Criminalizing Cannabis, a “herb” which is less harmful than, for example, alcohol, seems counterproductive. Legalizing marijuana would free up police time and resources to fight real crime.
- Individual freedom – Whether or not marijuana should be used is something the individual should decide, not the state. If one person’s act does not harm other people, the government should not be telling them what they can and cannot do.
There is no good medical reason to ban marijuana. Alcohol is legal, and causes millions of car accidents, domestic violence incidences, episodes of child abuse, and devastating illnesses and conditions every year. Marijuana is nowhere near as bad for the health as alcohol. If alcohol is legal, then why not marijuana?
Governments should only limit people’s choices if the person’s actions endanger others. This is not the case with marijuana.
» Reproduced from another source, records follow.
Issue #659, opened 2018-09-17
Should rustfmt and clippy checks be added to the CI?


ZapAnton:
The [README for submitting PR](https://github.com/exercism/rust#submitting-a-pull-request) states that the submitted code should be formatted  with `rustfmt`.

Since there is already a [script](https://github.com/exercism/rust/blob/master/bin/format_exercises) that is used to format existing exercises, should it be used in the Travis CI to check the format of the submitted code?

Also as of Rust 1.29 the `cargo clippy` command works on stable. Should it also be used in Travis to ensure that the submitted code is idiomatic?

petertseng:
clippy would be exciting. Might be time to bring back https://github.com/exercism/rust/pull/445 . As of this moment I can't get it to run on the tests, so I guess it'd just be the examples and stubs? That's a bit of a shame. Want to hear solutions.

ZapAnton:
`cargo clippy --all-targets` seems to be working on the whole crate

ZapAnton:
I have run a simple script over the existing exercises:
```shell
   1   │ #!/bin/bash
   2   │ 
   3   │ for dir in exercises/*; do
   4   │         (
   5   │                 cd "$dir"
   6   │ 
   7   │                 cargo clippy --all-targets
   8   │         )
   9   │ done
```

clippy managed to check the `src/lib.rs` and `tests/exercise-name.rs` but could not check `example.rs`.
Perhaps another point in favor of #658?

petertseng:
I have great news to share: Clippy is now being enforced by CI, on the tests only.

Yet to be done is:

* Clippy on the stubs (won't be able to do this for stubs that are allowed to not compile, but can be considered for stubs that do)
* Clippy on the example solutions (pretty low priority IMO, and I'd probably close this issue even if that was not done)
* rustfmt

petertseng:
Regarding example solutions: with the merging of https://github.com/exercism/rust/pull/1009, now we enforce that there are no Clippy *errors* in the example solutions, but we still allow Clippy *warnings*.

petertseng:
Rustfmt has been added to CI. Now I am considering what, if anything, to do about the remaining Clippy warnings in examples and stubs.

[...]

PR #1006, opened 2020-11-17
GitHub Actions: Run Clippy on tests

petertseng:
Supports https://github.com/exercism/rust/issues/659

Note that if we merge this PR, it implies we accept the burden of keeping ourselves in line with Clippy so long as we don't revert it. So we should make sure we want to accept that burden before merging.

Should discuss: Is it possible that an upstream Clippy update will cause previously-succeeding CI to fail on the same commit because of new Clippy lints that have been added? If so, what, if anything, do we want to do about that?

A PR that breaks compilation is included because the behavior of bin/test-exercise changed and it's important to check that it still propagates its exit code.

This will also fail until being rebased on https://github.com/exercism/rust/pull/1003, but that is just as well - it verifies that the Clippy check works correctly.

### DIFF
--- a/.github/workflows/tests.yml
+++ b/.github/workflows/tests.yml
@@ -99,9 +99,6 @@ jobs:
           PR_NUMBER: ${{ github.event.pull_request.number }}
         run: echo "TRAVIS_PULL_REQUEST=${PR_NUMBER:-false}" >> $GITHUB_ENV
 
-      - name: Install Clippy
-        run: rustup component add clippy
-
       # run scripts as steps
       # TODO: the TRAVIS_PULL_REQUEST variable is a holdover from before the
       # migration to GitHub Actions. The scripts that use it do so in order to
@@ -123,6 +120,35 @@ jobs:
           DENYWARNINGS: ${{ matrix.deny_warnings }}
         run: sh ./_test/check-exercise-crate.sh
         continue-on-error: ${{ matrix.rust == 'beta' && matrix.deny_warnings == '1' }}
+
+  clippy:
+    name: Clippy
+    runs-on: ubuntu-latest
+
+    strategy:
+      matrix:
+        rust: ["stable", "beta"]
+
+    steps:
+      - name: Checkout master
+        uses: actions/checkout@v2
+        with:
+          ref: master
+
+      - name: Checkout code
+        uses: actions/checkout@v2
+
+      # We actually think explicitly installing Clippy isn't necessary,
+      # as it is currently installed by default.
+      # But we'll include this step anyway just in case that changes.
+      - name: Install Clippy
+        run: rustup component add clippy
+
+      - name: Setup toolchain
+        uses: actions-rs/toolchain@v1
+        with:
+          toolchain: ${{ matrix.rust }}
+          default: true
 
       - name: Clippy tests
         env:
--- a/.github/workflows/tests.yml
+++ b/.github/workflows/tests.yml
@@ -99,6 +99,9 @@ jobs:
           PR_NUMBER: ${{ github.event.pull_request.number }}
         run: echo "TRAVIS_PULL_REQUEST=${PR_NUMBER:-false}" >> $GITHUB_ENV
 
+      - name: Install Clippy
+        run: rustup component add clippy
+
       # run scripts as steps
       # TODO: the TRAVIS_PULL_REQUEST variable is a holdover from before the
       # migration to GitHub Actions. The scripts that use it do so in order to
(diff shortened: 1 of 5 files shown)


.github/workflows/tests.yml
```diff
@@ -99,6 +99,9 @@ jobs:
           PR_NUMBER: ${{ github.event.pull_request.number }}
         run: echo "TRAVIS_PULL_REQUEST=${PR_NUMBER:-false}" >> $GITHUB_ENV
 
+      - name: Install Clippy
```
coriolinus, line 102: Right now this is under the `compilation` key, which runs it on all steps in the matrix. I don't think that's necessary. 

Probably the best solution is adding it to its own build job, kind of like the benchmarking on nightly. We might in the future decide that we want to run it on its own matrix, so we can get warnings when new lints are introduced on the beta channel before they hit stable.

petertseng:
> This will also fail until being rebased on #1003, but that is just as well - it verifies that the Clippy check works correctly.

Nope, it doesn't, because of our only running on changed exercises. I'll just push new commits then. But we should still not merge this until #1003 is merged.

_test/check-exercises.sh
```diff
@@ -11,9 +11,9 @@ if [ ! -x "./bin/test-exercise" ]; then
    exit 1
 fi
 
-# In DENYWARNINGS mode, do not set -e so that we run all tests.
+# In DENYWARNINGS or CLIPPY mode, do not set -e so that we run all tests.
 # This allows us to see all warnings.
-if [ -z "$DENYWARNINGS" ]; then
+if [ -z "$DENYWARNINGS$CLIPPY" ]; then
```
coriolinus, line 16:
```suggestion
if [ -z "$DENYWARNINGS" ] || [ -z "$CLIPPY" ]; then
```

Equivalent, but I like the more explicit form better.

petertseng:
> Should discuss: Is it possible that an upstream Clippy update will cause previously-succeeding CI to fail on the same commit because of new Clippy lints that have been added? If so, what, if anything, do we want to do about that?

My assessment is: That is possible, just like how previously-succeeding CI might fail when a new Rust toolchain release gets promoted to beta. We are not doing anything special to deal with that situation either, just fixing them as they come, so I suppose we'd do the same here and not do anything special.

coriolinus (commented):
> Is it possible that an upstream Clippy update will cause previously-succeeding CI to fail on the same commit because of new Clippy lints that have been added?

Yes, and in fact is fairly common. For example, the lint warning about redundant `'static` in `const A_STR: &'static str` was added shortly after it became legal to omit the explicit lifetime from that sort of declaration. The best thing I can think of to mitigate this is to tailor precisely what jobs are run:

- when GHA runs on a PR, it should only run clippy on files modified by that PR
- when GHA runs on `master` branch, it should run clippy on all files

In both cases, we probably want to run it both on `stable` and `beta` rustc so that we get some forewarning when a new lint is going to become a problem. We may wish to configure it that it's not a failing error if clippy reports something on `beta`, but if the build doesn't actually break, I'm not sure we'd actually notice if `beta` started reporting new issues.

_test/check-exercises.sh
petertseng: Sure, I will be more explicit. `-z "$DENYWARNINGS$CLIPPY"` is only true if both are empty, so I think it should be && instead of ||.

petertseng:
> > Is it possible that an upstream Clippy update will cause previously-succeeding CI to fail on the same commit because of new Clippy lints that have been added?
> 
> The best thing I can think of to mitigate this is to tailor precisely what jobs are run:
>
> * when GHA runs on a PR, it should only run clippy on files modified by that PR
> * when GHA runs on master branch, it should run clippy on all files

All right, that seems like a good idea. The "violate clippy by adding return" and subsequent revert give me assurance that the first bullet point has been achieved, and I believe that since it's going through _test/check-exercises.sh that the second bullet point will also be achieved, but 100% certainty on that will only be gained after merging.

petertseng:
If we want either or both of these two new checks "Clippy (stable)" or "Clippy (beta)" to be required, we will need to remember to ask an admin to make them required after this is merged.

petertseng:
... though I see that no checks are currently marked as required, so maybe we don't need to do that and the current situation works just fine for us

.github/workflows/tests.yml
petertseng: OK. I just went ahead and added the matrix. stable and beta.

petertseng: ... which makes me realise and I never actually removed this Install clippy item. and the fact that Clippy still succeeded despite that means that it's being installed by default anyway.

coriolinus (approved):

petertseng:
Oh, here's an idea. Merging this before #1003 would give us a rare opportunity to test the "running on master runs on every exercise" point. I'd still want to be able to merge #1003 right after that gets confirmed, so I'll still wait for approval on #1003.

Squash of this PR is planned.

petertseng:
> running on master runs on every exercise

Nope, didn't happen, because of TRAVIS_PULL_REQUEST. That has convinced me it's time to expunge that. PR coming very soon.

bin/test-exercise
```diff
@@ -82,6 +82,19 @@ done
 # (use subshell so we auto-reset to current pwd after)
 (
    cd $exercise
-   # this is the last command; its exit code is what's passed on
-   time cargo $command "$@"
+   if [ -n "$CLIPPY" ]; then
+     cargo clippy --all-targets --color always "$@" 2>clippy.log
+     # Only consider it a failure if output contains the string in CLIPPY.
+     # For example, if we're only looking in tests, CLIPPY contains tests/
+     if grep -q $CLIPPY clippy.log; then
```
petertseng, line 89: Notice! I have discovered that this has proven error-prone. I will be submitting a PR to correct that in a few hours.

- The cost – the governments of the USA, UK, Canada, Western Europe and much of the world spend hundreds of billions of dollars every year on the “war on drugs”. Surely, chasing people who consume marijuana as well as harder drugs is a waste of money. The greatest harms come from other drugs, such as crystal meth, cocaine or heroin, not marijuana. Taking Cannabis out of the picture would save public authorities billions of dollars, and lead to better targeted police work. Governments collect money in the form of taxes from the sale of tobacco products and alcoholic beverages; income they do not get from the sale of marijuana. If marijuana were legal, the government would spend less and earn more.
- Medical benefits – Millions of people today suffer with chronic pain because marijuana is illegal. If Cannabis were treated like any other plant, or even tobacco or alcohol, medical breakthroughs would increase. It is known that medical Cannabis can help relieve many symptoms, especially those experienced by people with long-term pain.